Monday, April 27, 2009

Retirement pension plans - the "safety net" and "eggs nest" accorded American workers now besieged and under severe stress and getting wobbly

The grim economic news today is being compounded further by the spread of swine flu and the potential health hazard of a global virus pandemic which threatens humankind.

Everyone is getting very skittish and paranoid about the Swine Flu; and public health officials all over the world are closely monitoring, mobilizing, and organizing massive publc health resources to combat the spread and contamination of this public health scourge.

That said, with clear problems surging to the forefront about public health, there is clearly a systemic breakdown and hugh crisis confronting the globe, and most especially the developed nations in the WEST, of colossal proportions.

It extends beyond joblessness to the collaspe of health care coverage, costs of insurance, and now the looming crisis of corporate failures and bankruptcies and how these would impact the millions of aging and retired workers in American and European companies.

This crisis is particularly acute in America's auto industry.

With GM, Chrysler poised to becoming insolvent, and bankruptcies looming, we are facing an "out of control" Mack truck, without brakes careenng out of control in the highway.... and that is the pension plans and benefits which heretofore have borne the burden of taking care of retired auto workers, and their suppliers from top to bottom of the "food chain."

It is estimated that for every American automobile that is being manufactured and head out from Detroit's assembly line, a gross figure estimated to be around US$ 1,500.00 must be paid to provide the pension benefits of those retired auto workers who no longer work the assemblies. They called these "legacy costs"; and they are a a burdensome drag which is making the U.S. auto industry belly up and become uncompetitive.

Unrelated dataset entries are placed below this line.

PR #523, opened 2022-07-07
Add Asio

brendanburkhart:
Simple wrap for standalone/non-Boost version of [Asio](https://github.com/chriskohlhoff/asio/) which is a header-only library.

### DIFF
--- a/subprojects/packagefiles/asio/meson.build
+++ b/subprojects/packagefiles/asio/meson.build
@@ -1,0 +1,19 @@
+project('asio',
+    'cpp',
+    version : '1.22.1',
+    license : 'Boost'
+)
+
+asio_deps = []
+
+# For windows builds, ASIO depends on ws2_32
+if target_machine.system() == 'windows'
+    compiler = meson.get_compiler('cpp')
+    ws2_32_dep = compiler.find_library('ws2_32', required: true)
+    asio_deps += ws2_32_dep
+endif
+
+asio_dep = declare_dependency(
+    include_directories : include_directories('asio/include'),
+    dependencies: asio_deps,
+)
--- a/subprojects/packagefiles/asio/meson.build
+++ b/subprojects/packagefiles/asio/meson.build
@@ -19,3 +19,5 @@ asio_dep = declare_dependency(
     include_directories : include_directories('include'),
     dependencies: asio_deps,
 )
+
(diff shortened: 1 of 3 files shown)


neheb:
You should add the tests.

eli-schwartz:
Also, include/asio/ and include/asio.hpp could be installed I guess...

Seems like -DASIO_STANDALONE is probably a good idea to guarantee when using. I don't know what -DASIO_SEPARATE_COMPILATION does, is there even an implementation file for it or something?

brendanburkhart:
Not sure if I understood what you meant by installed the header files, does what I did look right?

eli-schwartz:
-DASIO_STANDALONE should be a cpp_args on the dependency, so that it gets used any time someone tries to use the asio dependency.

add_project_arguments() only affects targets such as executable() or library() which are defined inside this subproject wrap.

subprojects/packagefiles/asio/meson.build
```diff
@@ -19,3 +19,5 @@ asio_dep = declare_dependency(
     include_directories : include_directories('include'),
     dependencies: asio_deps,
 )
+
+install_headers('include/asio.hpp', 'include/asio/*')
```
eli-schwartz, line 23:
```meson
install_headers('include/asio.hpp')
install_subdir('include/asio', install_dir: get_option('includedir'))
```

This is because install_headers() takes files, not directories. :(

brendanburkhart:
Sorry for all the pings 😅 I'm trying to run tools/sanity_checks.py for Windows & Ubuntu but it just says no work to do - I thought that was just since it's a header-only library but clearly the CI is actually doing something. Is there a better way to test locally?

neheb:
> Sorry for all the pings 😅 I'm trying to run tools/sanity_checks.py for Windows & Ubuntu but it just says no work to do - I thought that was just since it's a header-only library but clearly the CI is actually doing something. Is there a better way to test locally?

add tests and examples. that's how it can be tested.

jpakkane:
> meson.build:16:0: ERROR: declare_dependency got unknown keyword arguments "cpp_args"

Declare dependencies uses `compile_args` instead (basically because Pkg-Config does not support per-language compile args and we need to be compatible with that).

jpakkane:
Superseded by the referenced MR.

All down the auto industry labor food chain, there is tremendous stresses and pain being felt. Legacy costs, labor costs, materials costs, and the overall systemic collaspe of the Western-European economic system of unbriddled greed and unfettered capitalism.

In sum, with the looming meltdown and collaspe of GM and Chrysler, we are looking down the line at the collaspe of America's pension system, both publicluy-financed federal social security of its state counterparts, such as the one in California called CALPERS.

Worse, those private pension plans previoulsy guaranteed under The Pension Benefit Guaranty Corp., a government agency created (after lobbying by the United Auto Workers) in 1974,insuring these corporate pension plans, are getting wobbly and facing prospects of insolvency.

The Pension Benefit Guaranty Corporation currently insures 29,000 pension plans -- down from 114,000 plans in 1985.

As the population of many developed countries age and keeping getting older, including Japan, Europe, and the United States of America, we are looking at the dire prospects of a collaspe of pensions systems, as we know them, and the social safety net heretofore guaranteeing that retiring workers are taken care of.